We don't have SQLJ because, to be frank, it's a worthless hybrid. We
currently have two different implementations of procedural Java which can be
used inside the database, either of which is superior in design to SQLJ,
although I'm not sure of their production status.

> FIPS/SQL92E Support
> (Complies with FIPS/SQL92E standard.)

Not certain about this one. We may support it, we may not.

> Database XML Tools
> (XML tools to easily store, retrieve, and search the content of XML
documents.

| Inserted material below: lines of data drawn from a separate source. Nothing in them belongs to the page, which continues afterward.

PR #3093, opened 2026-02-17
fix: refresh interest TTL on successful broadcast send

sanity:
## Problem

Telemetry shows 49% of River room subscribers who successfully subscribed never received update broadcasts while online (#3046). The funnel analysis across ~850 peers revealed 77 out of 158 subscribed peers missed broadcasts.

**Root cause:** In `handle_broadcast_state_change`, after successfully sending a broadcast to a subscriber, the peer's interest TTL is only refreshed when sending deltas (via `update_peer_summary`). For full-state sends, the TTL is never refreshed.

Most new subscribers start with `summary: None` (set at subscription time), so they always receive full state. Their interest entries silently expire after `INTEREST_TTL` (5 min), dropping them from future broadcast target lists — even though broadcasts were being successfully delivered to them.

The only mechanism keeping interest alive was subscription renewal (every 2 min), but renewals can:
1. Route to a different contract holder (routing changes between intervals)
2. Be silently dropped under channel backpressure (non-blocking send path)
3. Hit the per-interval batch limit

This explains the 30 peers with >5 min activity gap (TTL expired, renewal missed) and likely contributes to the 25 peers with <5 min gap (renewal dropped or routed to a different holder).

## Approach

Call `refresh_peer_interest()` after every successful broadcast send, regardless of delta vs full state. This keeps interest alive as long as broadcasts are being successfully delivered.

This is deliberately separate from `update_peer_summary()` (which sets the cached summary for delta computation). The PR #2763 invariant — that cached summaries are only updated after delta sends to avoid stale summary pollution — is fully preserved.

**Why `refresh_peer_interest` and not `update_peer_summary`:** `refresh_peer_interest` only touches the TTL timestamp. `update_peer_summary` also sets the cached summary, which would break the PR #2763 fix by prematurely caching our summary before the peer has confirmed receipt.

## Testing

- All 1407 unit tests pass (8 pre-existing ignores)
- All integration tests pass
- The existing `test_refresh_prevents_expiration` test in `interest.rs` validates that `refresh_peer_interest` correctly resets TTL and prevents sweep expiration
- Impact will be verified via the `river-funnel.py` telemetry analysis after deployment

### Why didn't CI catch this?

This bug requires multi-peer interaction over time (>5 min) with passive subscribers (read-only users who don't send updates back). Current simulation tests run for shorter durations and most test scenarios involve active peers sending updates in both directions. A comprehensive test would need:
- Multiple peers subscribing to a contract
- One peer sending updates while others only receive
[...]

PR #4462, opened 2026-06-16
test: bound test_interest_renewal so it can't time out on non-convergence

### LINKED ISSUE #3792: fix: test_interest_renewal simulation test is consistently timing out in CI
## Problem

`test_interest_renewal` in `simulation_integration.rs` is consistently timing out (240s per attempt, 2 retries) in CI, blocking the merge queue. It has failed in 3 consecutive CI runs today:

- Run 24101443054 (PR branch): TMT at 240s, both attempts
- Run 24104370490 (merge queue): TMT at 240s, both attempts  
- Run 24105374837 (merge queue): TMT at 23m total Simulation job

The test worked on main recently (last 5 main-branch runs all passed), suggesting either:
1. A timing sensitivity that manifests under CI runner load
2. A resource contention issue with parallel test execution

## Error

```
TRY 1 TMT [ 240.014s] freenet::simulation_integration test_interest_renewal
TRY 2 TMT [ 240.024s] freenet::simulation_integration test_interest_renewal
```

The stderr shows `InvalidStateTransition` errors during the test run, suggesting operations are failing to complete within the simulation timeframe.

## Impact

This is blocking the merge queue for all PRs - currently blocking #3790 which is a crash fix for production nodes.

## Priority

High - blocks all merges.

[AI-assisted - Claude]

sanity:
## Problem

`test_interest_renewal` consistently timed out in CI (240s, both retries), blocking the merge queue (#3792).

It is a `run_direct()` paused-time simulation: 2 gateways + 4 nodes, 8 contracts, 400 iterations × 3s = **1200s of event-phase virtual time**, which the direct runner advances in ~1ms quanta. Wall-clock therefore scales with total virtual time × node count × contract count and is very sensitive to runner CPU.

After the event phase the runner appends an **unconditional convergence-polling tail**: `sleep(15s)` then up to 30 rounds of `sleep(60s)` = **up to 1800s of additional virtual time**, early-exiting only when every contract converges. That tail is *advisory* — it only logs a warning if convergence is never reached; it never fails the simulation. `test_interest_renewal` only inspects broadcast-received events produced **during** the event phase and never asserts convergence, so the tail buys it nothing.

Two factors stacked to produce the timeout:
1. The test ran concurrently with the fdev load sims, starving it of CPU (since fixed by running the nextest sim tests uncontended first, #4301).
2. The `InvalidStateTransition` errors cited in the issue prevented convergence, so the polling tail ran all 30 rounds — adding 1800s on top of the 1200s event phase and blowing the budget.

The earlier "fix" (the #3792 nextest override added in #3790) only bumped the per-test timeout 240s → 300s; it never removed the 1800s landmine, so the issue stayed open. On current `main` the interest-renewal reworks (#3886, #3979, #4133, #4201) let the network converge immediately, so the test passes again — **but the landmine remains**: any future regression that breaks convergence makes this test time out again, even though it doesn't depend on convergence.

## Approach

Make the test's wall-clock independent of whether the network converges — the correct invariant for a test that never asserts convergence — instead of bumping the timeout again.

- Add `SimNetwork::skip_convergence_wait`. When set, the direct runner does only the brief 15s settle and skips the up-to-1800s polling loop. The loop is advisory, so skipping it changes no assertion.
- Thread it from `TestConfig` via a new `no_convergence_wait()` builder that sets `require_convergence = false` (the field already existed; `run_direct` now honors it). Other direct-runner tests keep the full tail unchanged.
- Apply `no_convergence_wait()` to `test_interest_renewal`.
- Keep the 300s nextest override as headroom for the fixed event-phase cost on slow/contended runners, with an accurate comment.

No production code path changes — edits are confined to test-only harness code (`testing_impl.rs`, compiled under `testing`/`simulation_tests`), the integration test, and CI test config. (Hence `test:`, not `fix:`.)

## Testing

Ran `test_interest_renewal` repeatedly under the `ci` nextest profile while other agents loaded the machine; it passed every time (23.7s / 53.2s / 64.7s / 68.3s / 23.2s) — the spread shows the CPU sensitivity that originally caused the timeout. Verified the new path executes (the runner logs `Skipping convergence-polling tail`) and the test still asserts a healthy late/early broadcast ratio (0.87, threshold 0.2), so the #3093 regression guard is intact. `cargo fmt --check` clean.

Closes #3792

[AI-assisted - Claude]

### DIFF
--- a/.config/nextest.toml
+++ b/.config/nextest.toml
@@ -9,8 +9,14 @@ fail-fast = false
 # Terminate tests that hang (2 periods of 120s = 4 min max per test).
 slow-timeout = { period = "120s", terminate-after = 2 }
 
-# Interest renewal runs a full simulation with contract operations and needs
-# extra time when competing with parallel fdev tests for CPU (#3792).
+# Interest renewal drives a 6-node / 8-contract simulation for ~1200s of virtual
+# time (paused-time direct runner, advanced in ~1ms quanta), so its wall-clock
+# scales with runner CPU and can be 2-3x slower under load. The original CI
+# timeout (#3792) was a 1800s convergence-polling tail stacked on top of that
+# whenever the network didn't fully converge; that tail is now skipped for this
+# test (it never asserts convergence — see test_interest_renewal's
+# no_convergence_wait()). This generous timeout remains as headroom for the fixed
+# event-phase cost on slow/contended runners.
 [[profile.ci.overrides]]
 filter = "test(test_interest_renewal)"
 slow-timeout = { period = "300s", terminate-after = 2 }
--- a/.config/nextest.toml
+++ b/.config/nextest.toml
@@ -9,8 +9,8 @@ fail-fast = false
 # Terminate tests that hang (2 periods of 120s = 4 min max per test).
 slow-timeout = { period = "120s", terminate-after = 2 }
 
-# Interest renewal drives a 6-node / 8-contract simulation for ~1200s of virtual
-# time (paused-time direct runner, advanced in ~1ms quanta), so its wall-clock
+# Interest renewal drives a 2-gateway / 4-node / 8-contract simulation for ~1200s
+# of virtual time (paused-time direct runner, advanced in ~1ms quanta), so its wall-clock
 # scales with runner CPU and can be 2-3x slower under load. The original CI
 # timeout (#3792) was a 1800s convergence-polling tail stacked on top of that
 # whenever the network didn't fully converge; that tail is now skipped for this
--- a/crates/core/src/node/testing_impl.rs
+++ b/crates/core/src/node/testing_impl.rs
@@ -947,6 +947,20 @@ pub struct SimNetwork {
     /// When true, use `MockWasmRuntime` (production `ContractExecutor` code path)
     /// instead of `MockRuntime` (simplified hash-based merge).
     pub use_mock_wasm: bool,
+    /// When true, the direct runner skips the long post-event convergence-polling
+    /// loop and does only a brief fixed propagation settle instead.
+    ///
+    /// The direct runner normally polls for full state convergence for up to
+    /// ~1800s of virtual time after the event phase (30 rounds × 60s, early-exit
+    /// on convergence). That tail is advisory — the runner only logs a warning if
+    /// convergence is never reached, it does not fail the simulation. For tests
+    /// that analyze events produced *during* the event phase and never assert
+    /// convergence (e.g. `test_interest_renewal`), running the full polling tail
+    /// when the network happens not to converge adds up to 1800s of virtual time
+    /// for no benefit, blowing the wall-clock budget and making the test time out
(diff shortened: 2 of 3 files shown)


sanity:
## Multi-model review (FULL tier: interest-renewal / subscribe surface)

Reviewed the checked-out code, not just the diff.

### External model — Codex (`codex review --base origin/main`)
> "The change cleanly scopes the shortened direct-runner settle behavior to tests that opt out of convergence assertions, and the updated interest-renewal test matches that behavior. I did not identify any actionable regressions in the diff."

No findings. (Codex ran without crates.io access, so it was static-only; compensated for the lost build/runtime signal with a dedicated adversarial Claude lens below.)

### Adversarial Claude lens (skeptical bug-hunt — the specific failure mode for this change)

Focused on the question that matters most: *does skipping the convergence tail weaken the test's ability to catch #3093?* Verdict: **no — it sharpens it.** Key findings:

- **Does not mask #3093.** `UpdateEvent::BroadcastReceived` events are driven only by user UPDATE events, which are emitted only during the 1200s event phase (= 1x INTEREST_TTL, 2.5x the 480s lease). No new updates are generated during the tail. So the log-index midpoint of broadcast events maps to ~600s virtual, and the late half (~600s-1200s) still spans the 960s lease boundary and approaches the 1200s TTL boundary — exactly where a #3093 regression thins out broadcasts. The tail's only possible late-half contribution was interest-sync *repair* broadcasts, which are independent of the broadcast-TTL-refresh path under test and could actually have *masked* a regression. Removing the tail removes that confound. Assertion logic (early/late split, `total>0`, `late>0`, `ratio>0.2`) is byte-identical to main.
- **`require_convergence` not accidentally overloaded.** The only other `require_convergence: false` is in `test_subscription_renewal_at_scale`, which uses the Turmoil `run()` path (no convergence tail at all) — `skip_convergence_wait` is never set there. All four config builders default `require_convergence: true`. Only `test_interest_renewal` reaches the skip path.
- **Other `run_simulation_direct` callers unaffected.** fdev `single_process` and every other direct-runner test construct via `SimNetwork::new` (default `skip_convergence_wait = false`) — they retain the full tail.
- **Wiring correct.** `run_direct()` sets `sim.skip_convergence_wait = !require_convergence` before calling the runner; the runner reads it before the loop; the 15s settle is shared by both paths.
- **NITs (fixed in 89ef7f5c):** two comments referenced a non-existent `require_convergence(false)` call (the real opt-out is `no_convergence_wait()`); nextest comment said "6-node" (= total peers) → clarified to "2-gateway / 4-node".

### Verification
Ran `test_interest_renewal` 5x under the `ci` nextest profile on a contended machine: passed every time (23.7s / 53.2s / 64.7s / 68.3s / 23.2s — the spread is the CPU sensitivity that originally caused the timeout). Confirmed the new path executes (runner logs `Skipping convergence-polling tail`) and the #3093 guard is intact (late/early ratio 0.82-0.87, threshold 0.2).

All findings addressed. No blocking issues.

[AI-assisted - Claude]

Ability to map XML definitions to relational tables to dynamically
compose and decompose XML documents on demand.)

Our support for XML is through 3rd-party projects and plug-ins. As I do not
do a lot of XML-to-DB, I cannot relate the exact status of these projects.

> Java UDFs
> (Support for cross platform User Defined Functions.)
> Java Stored Procedures
> (Support for cross platform Stored Procedures.)

We have PL/java and PL/J to do both of the above things. My personal
knowledge is insufficient to compare our implementation with DB2s.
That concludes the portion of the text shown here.